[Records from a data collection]
+-------+
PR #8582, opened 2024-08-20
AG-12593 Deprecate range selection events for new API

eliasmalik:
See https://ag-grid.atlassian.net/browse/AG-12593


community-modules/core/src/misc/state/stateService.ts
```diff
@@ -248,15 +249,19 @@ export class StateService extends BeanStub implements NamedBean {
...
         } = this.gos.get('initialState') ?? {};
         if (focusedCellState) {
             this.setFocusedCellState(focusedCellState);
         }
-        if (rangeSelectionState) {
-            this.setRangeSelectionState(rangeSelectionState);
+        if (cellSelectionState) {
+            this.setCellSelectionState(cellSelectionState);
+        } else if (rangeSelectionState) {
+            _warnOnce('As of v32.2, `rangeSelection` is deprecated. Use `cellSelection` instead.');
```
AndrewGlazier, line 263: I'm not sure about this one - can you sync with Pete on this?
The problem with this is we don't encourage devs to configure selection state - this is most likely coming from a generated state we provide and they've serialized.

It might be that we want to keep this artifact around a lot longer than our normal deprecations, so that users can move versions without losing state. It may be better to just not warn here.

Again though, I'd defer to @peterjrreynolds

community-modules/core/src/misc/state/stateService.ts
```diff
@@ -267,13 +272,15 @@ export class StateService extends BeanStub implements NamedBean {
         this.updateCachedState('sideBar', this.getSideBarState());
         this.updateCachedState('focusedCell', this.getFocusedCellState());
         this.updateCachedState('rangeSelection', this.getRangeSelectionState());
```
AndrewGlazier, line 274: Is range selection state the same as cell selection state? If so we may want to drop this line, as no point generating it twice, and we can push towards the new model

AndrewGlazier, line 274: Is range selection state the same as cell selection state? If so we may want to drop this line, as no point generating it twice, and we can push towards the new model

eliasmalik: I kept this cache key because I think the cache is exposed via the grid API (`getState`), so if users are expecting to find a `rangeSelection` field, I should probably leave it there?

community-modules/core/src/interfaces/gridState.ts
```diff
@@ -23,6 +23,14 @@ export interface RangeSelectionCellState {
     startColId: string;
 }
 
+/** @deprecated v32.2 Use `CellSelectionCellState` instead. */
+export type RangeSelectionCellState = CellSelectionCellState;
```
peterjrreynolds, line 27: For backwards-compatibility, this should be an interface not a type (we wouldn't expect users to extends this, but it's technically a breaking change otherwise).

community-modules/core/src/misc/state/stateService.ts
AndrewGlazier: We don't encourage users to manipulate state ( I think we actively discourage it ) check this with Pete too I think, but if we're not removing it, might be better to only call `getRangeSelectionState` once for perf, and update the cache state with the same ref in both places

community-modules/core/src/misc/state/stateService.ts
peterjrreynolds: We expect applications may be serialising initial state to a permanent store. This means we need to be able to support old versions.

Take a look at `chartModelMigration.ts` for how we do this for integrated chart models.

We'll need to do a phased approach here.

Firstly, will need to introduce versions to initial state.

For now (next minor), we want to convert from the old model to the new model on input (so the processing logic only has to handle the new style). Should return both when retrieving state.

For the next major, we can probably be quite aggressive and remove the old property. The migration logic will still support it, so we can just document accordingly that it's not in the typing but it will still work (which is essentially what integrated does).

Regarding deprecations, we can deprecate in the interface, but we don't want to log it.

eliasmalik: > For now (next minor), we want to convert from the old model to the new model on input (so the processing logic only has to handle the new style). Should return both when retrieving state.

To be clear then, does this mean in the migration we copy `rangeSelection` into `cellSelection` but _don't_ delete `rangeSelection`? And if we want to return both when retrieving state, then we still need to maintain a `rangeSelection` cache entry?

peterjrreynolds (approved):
+-------+
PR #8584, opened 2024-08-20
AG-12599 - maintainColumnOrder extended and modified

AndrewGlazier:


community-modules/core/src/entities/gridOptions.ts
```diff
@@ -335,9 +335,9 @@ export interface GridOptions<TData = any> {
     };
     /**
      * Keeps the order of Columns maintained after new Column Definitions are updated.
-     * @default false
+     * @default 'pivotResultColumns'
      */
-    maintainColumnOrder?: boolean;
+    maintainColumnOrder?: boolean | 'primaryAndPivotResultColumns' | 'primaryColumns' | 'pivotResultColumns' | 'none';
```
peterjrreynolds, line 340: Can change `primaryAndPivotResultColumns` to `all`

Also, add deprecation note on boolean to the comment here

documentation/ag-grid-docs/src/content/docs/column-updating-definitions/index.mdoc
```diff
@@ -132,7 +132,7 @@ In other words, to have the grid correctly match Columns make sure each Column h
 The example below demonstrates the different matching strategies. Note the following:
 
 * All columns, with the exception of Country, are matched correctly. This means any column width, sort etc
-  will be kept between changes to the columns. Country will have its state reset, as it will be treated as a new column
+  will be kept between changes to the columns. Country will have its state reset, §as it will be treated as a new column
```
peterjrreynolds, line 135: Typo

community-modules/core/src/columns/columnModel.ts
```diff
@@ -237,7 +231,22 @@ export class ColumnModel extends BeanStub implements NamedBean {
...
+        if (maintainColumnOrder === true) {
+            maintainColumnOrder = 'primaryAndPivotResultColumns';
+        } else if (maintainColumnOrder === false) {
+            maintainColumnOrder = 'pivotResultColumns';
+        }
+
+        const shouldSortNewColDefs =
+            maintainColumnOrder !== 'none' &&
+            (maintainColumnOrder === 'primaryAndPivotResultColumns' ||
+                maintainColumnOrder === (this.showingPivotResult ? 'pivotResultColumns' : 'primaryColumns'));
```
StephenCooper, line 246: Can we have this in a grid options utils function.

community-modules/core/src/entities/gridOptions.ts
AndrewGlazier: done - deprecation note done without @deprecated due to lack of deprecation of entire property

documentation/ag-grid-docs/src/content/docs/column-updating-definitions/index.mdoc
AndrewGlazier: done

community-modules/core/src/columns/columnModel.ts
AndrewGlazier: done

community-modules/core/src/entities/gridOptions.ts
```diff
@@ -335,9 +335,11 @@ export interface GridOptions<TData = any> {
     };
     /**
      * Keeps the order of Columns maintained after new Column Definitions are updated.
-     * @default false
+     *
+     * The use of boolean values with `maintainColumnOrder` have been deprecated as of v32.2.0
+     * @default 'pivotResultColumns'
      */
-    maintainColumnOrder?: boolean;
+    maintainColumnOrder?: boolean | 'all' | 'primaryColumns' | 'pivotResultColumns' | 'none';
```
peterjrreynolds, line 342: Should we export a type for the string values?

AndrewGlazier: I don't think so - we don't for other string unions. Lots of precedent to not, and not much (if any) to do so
+-------+
-- Task goal --
Across the entries above, find the lines with the string "deprecated" and copy them.

-- Solution below --
+            _warnOnce('As of v32.2, `rangeSelection` is deprecated. Use `cellSelection` instead.');
+/** @deprecated v32.2 Use `CellSelectionCellState` instead. */
AndrewGlazier: done - deprecation note done without @deprecated due to lack of deprecation of entire property
+     * The use of boolean values with `maintainColumnOrder` have been deprecated as of v32.2.0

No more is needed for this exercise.